# Lost...



## NTxSlotCars (May 27, 2008)

You know, it's really aggravating when you buy a good high quality set of decals
and can't find them a year and half later when you need them... :drunk:


----------



## JONNYSLOTS (Apr 10, 2011)

Your the most interesting man alive you should be able to make them out of sea shells and kittens honest truth looked you up on line.:thumbsup:


----------



## GT40 (Jan 18, 2014)

I know where they are.
There in that place where you put everything you don't want to loose.
Probably some place where it's flat and dry.

gt40


----------



## old blue (May 4, 2007)

Decal the car you wanted them for and when you are done they magically appear!!!!!


Stay thirsty my friend!


----------



## philo426 (Mar 4, 2009)

That is why I put all of my decals in a folder so that they are easy to locate when needed.


----------



## pshoe64 (Jun 10, 2008)

I can guarantee they will be in the last place you look! That's the way it works for me. Takes about 2 weeks to find that last place.

-Paul


----------



## old blue (May 4, 2007)

I use a gallon sized ziploc bag in order to keep them dry in the basement and I can look to see what I have without handling them too much. I have old decals.


----------



## neorules (Oct 20, 2006)

I always keep mine in the last place I look as well.


----------



## alpink (Aug 22, 2010)

everything is always in the last place you look. it would be a little silly to keep looking after you found it. LOL
I know, I know. ........ well, someone had to!


----------



## pshoe64 (Jun 10, 2008)

Funny story along this topic. When I was a kid, I helped my dad in the garage alot. My job was to hand what tools were asked for and to clean them off and return them to the proper place in the toolbox or wall. 
So I go off to college and few weeks later, my mom calls, barely able to stifle a laugh. She says my dad is roaming around the house looking for his ChannelLoks. He asks her if she has seen them. Her reply...I don't know where they are, Paul doesn't live here anymore. She busts out laughing, puts my dad on the phone who is failing to see the humor of moment. Oh, and the ChannelLoks were right where they were supposed to be, second drawer with all of the pliers, side cutters and clamps.

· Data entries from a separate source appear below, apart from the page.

PR #934, opened 2024-08-05
Update sign certificate for custom product : 36

amizhen:
Resolves: https://github.com/AlmaLinux/build-system/issues/36
• Added archived timestamp and active flag to sign_key table
• Upon new sign_key creation, all keys from the same product get archived
• get_sign_keys endpoint will now only return active sign keys 
(this may have been improper, perhaps it should be filtered in the frontend?)
• Attempts to sign a product with an archived key with throw an error
• sign_key creator can already be seen in PermissionsMixin
• Number of signed packages can be derived in the "build_artifacts" table


alws/alembic/versions/444f9f1f0ac1_.py
```diff
@@ -0,0 +1,30 @@
+"""empty message
```
javihernandez, line 1: Can you please add a message when generating the migration? Right now it's empty and it'd be great to provide a message as we always do. Also, this message is added in the file name too, so it's easily identifiable. I guess you missed passing the  `-m` option when generating the migration.

alws/crud/sign_task.py
```diff
@@ -402,6 +407,15 @@ async def complete_gen_key_task(
...
     )
     roles = [r for r in gen_key_task.product.team.roles if 'signer' in r.name]
+
+    await db.execute(
+        update(models.SignKey).where(
+            and_(models.SignKey.product_id == gen_key_task.product.id,
+                 models.SignKey.active)
+        ).values(active=False, archived=datetime.datetime.utcnow())
+    )
+    await db.commit()
```
anfimovdm, line 417: If I'm not mistaken, calling the `commit` method will close the current session and all actions related to the closed session after that will throw an exception

alws/crud/sign_task.py
```diff
@@ -402,6 +407,15 @@ async def complete_gen_key_task(
         payload.file_name,
     )
     roles = [r for r in gen_key_task.product.team.roles if 'signer' in r.name]
+
+    await db.execute(
+        update(models.SignKey).where(
+            and_(models.SignKey.product_id == gen_key_task.product.id,
+                 models.SignKey.active)
```
anfimovdm, line 414: Don't we need to explicitly compare `models.SignKey.active` to `True`?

Dad started me on a good habit. My tools are always right where they need to be, clean and ready for use. However, finding the toolbox under the pile of "in progress" projects is another matter entirely.

-Paul


----------



## Bubba 123 (Sep 10, 2010)

NTxSlotCars said:


> You know, it's really aggravating when you buy a good high quality set of decals
> and can't find them a year and half later when you need them... :drunk:


It's them "Slot-Gerbils".. OR "Slot-Gremlins"... Trust me... :freak:
OR U got "Haunts" (Ghosts, ect).... my house & my parent's house has's 'em
2 :freak::drunk::thumbsup:

Bubba 123 :wave: (hoping they turn-up soon 4U...:thumbsup


----------



## slotcarman12078 (Oct 3, 2008)

Griffles.. They'll do it every time! 

Getting old is frustrating sometimes Rich. On more than a few occasions I couldn't find my lighter (was in my left hand) while I had a fresh cigarette in my right hand, and already had one in my mouth. 

Check your sock drawer...


----------



## bobhch (Apr 22, 2007)

*Just guessing...I mean really guessing...am I right?*



NTxSlotCars said:


> You know, it's really aggravating when you buy a good high quality set of decals
> and can't find them a year and half later when you need them... :drunk:


I have flower, peace and  decals Dude if you need them Man.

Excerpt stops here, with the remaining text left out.